* _WORK REQUEST_
For the data below, give again exactly the lines from the one containing "PR #515, opened 2023-01-03" through the one containing "### LINKED ISSUE", both ends included, and no others.

* _ENTRIES PROVIDED_

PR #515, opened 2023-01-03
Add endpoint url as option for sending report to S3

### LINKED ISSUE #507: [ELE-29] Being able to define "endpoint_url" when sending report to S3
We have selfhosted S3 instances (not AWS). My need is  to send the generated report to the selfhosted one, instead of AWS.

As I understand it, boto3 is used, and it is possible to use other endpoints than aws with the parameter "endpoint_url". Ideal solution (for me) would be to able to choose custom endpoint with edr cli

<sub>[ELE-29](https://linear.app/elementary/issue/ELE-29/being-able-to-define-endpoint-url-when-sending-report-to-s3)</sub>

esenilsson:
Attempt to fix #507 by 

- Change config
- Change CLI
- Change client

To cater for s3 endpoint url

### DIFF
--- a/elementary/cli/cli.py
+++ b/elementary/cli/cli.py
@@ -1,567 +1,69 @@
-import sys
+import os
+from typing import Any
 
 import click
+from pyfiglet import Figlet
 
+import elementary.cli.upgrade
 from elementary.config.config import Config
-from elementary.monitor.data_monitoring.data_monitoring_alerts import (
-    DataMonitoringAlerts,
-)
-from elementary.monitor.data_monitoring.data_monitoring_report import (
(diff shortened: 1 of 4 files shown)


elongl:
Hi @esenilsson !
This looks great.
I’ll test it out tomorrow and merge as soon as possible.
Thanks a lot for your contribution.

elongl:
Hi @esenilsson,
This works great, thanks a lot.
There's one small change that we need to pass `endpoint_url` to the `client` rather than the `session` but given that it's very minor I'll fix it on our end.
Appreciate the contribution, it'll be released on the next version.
---
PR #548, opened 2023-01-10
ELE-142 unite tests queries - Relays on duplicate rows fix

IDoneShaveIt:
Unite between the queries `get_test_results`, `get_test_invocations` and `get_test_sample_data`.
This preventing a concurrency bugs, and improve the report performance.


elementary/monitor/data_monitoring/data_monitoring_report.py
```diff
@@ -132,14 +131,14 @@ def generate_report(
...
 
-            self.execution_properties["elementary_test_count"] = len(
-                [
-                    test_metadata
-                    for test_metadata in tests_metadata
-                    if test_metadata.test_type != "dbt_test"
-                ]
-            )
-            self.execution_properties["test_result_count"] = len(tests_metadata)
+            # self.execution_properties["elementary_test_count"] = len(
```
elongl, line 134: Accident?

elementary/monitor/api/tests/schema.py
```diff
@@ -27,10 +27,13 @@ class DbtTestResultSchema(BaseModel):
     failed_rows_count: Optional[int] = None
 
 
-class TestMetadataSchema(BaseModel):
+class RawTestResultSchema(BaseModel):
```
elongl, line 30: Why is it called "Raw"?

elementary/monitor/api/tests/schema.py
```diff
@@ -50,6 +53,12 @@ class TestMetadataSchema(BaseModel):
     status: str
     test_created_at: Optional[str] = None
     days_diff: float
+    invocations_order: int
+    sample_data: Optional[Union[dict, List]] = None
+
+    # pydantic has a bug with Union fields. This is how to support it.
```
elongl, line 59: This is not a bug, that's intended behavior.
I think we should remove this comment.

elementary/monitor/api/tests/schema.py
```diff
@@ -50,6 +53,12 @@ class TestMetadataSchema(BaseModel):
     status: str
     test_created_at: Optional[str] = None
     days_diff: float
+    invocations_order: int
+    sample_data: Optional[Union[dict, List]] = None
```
...
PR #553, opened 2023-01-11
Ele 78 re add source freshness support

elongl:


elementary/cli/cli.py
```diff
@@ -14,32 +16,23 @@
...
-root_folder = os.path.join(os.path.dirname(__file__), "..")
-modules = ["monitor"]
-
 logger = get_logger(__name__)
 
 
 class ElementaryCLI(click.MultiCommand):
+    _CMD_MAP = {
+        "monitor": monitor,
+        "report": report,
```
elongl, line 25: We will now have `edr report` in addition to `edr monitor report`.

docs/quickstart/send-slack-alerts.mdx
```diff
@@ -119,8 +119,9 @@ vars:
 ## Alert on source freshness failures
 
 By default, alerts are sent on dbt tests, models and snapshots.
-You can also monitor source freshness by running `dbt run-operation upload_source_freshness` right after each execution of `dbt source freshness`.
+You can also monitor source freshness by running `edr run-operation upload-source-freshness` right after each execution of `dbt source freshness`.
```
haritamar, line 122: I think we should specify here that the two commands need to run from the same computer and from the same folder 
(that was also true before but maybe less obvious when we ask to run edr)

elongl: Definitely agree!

* _RESPONSE_
PR #515, opened 2023-01-03
Add endpoint url as option for sending report to S3

### LINKED ISSUE #507: [ELE-29] Being able to define "endpoint_url" when sending report to S3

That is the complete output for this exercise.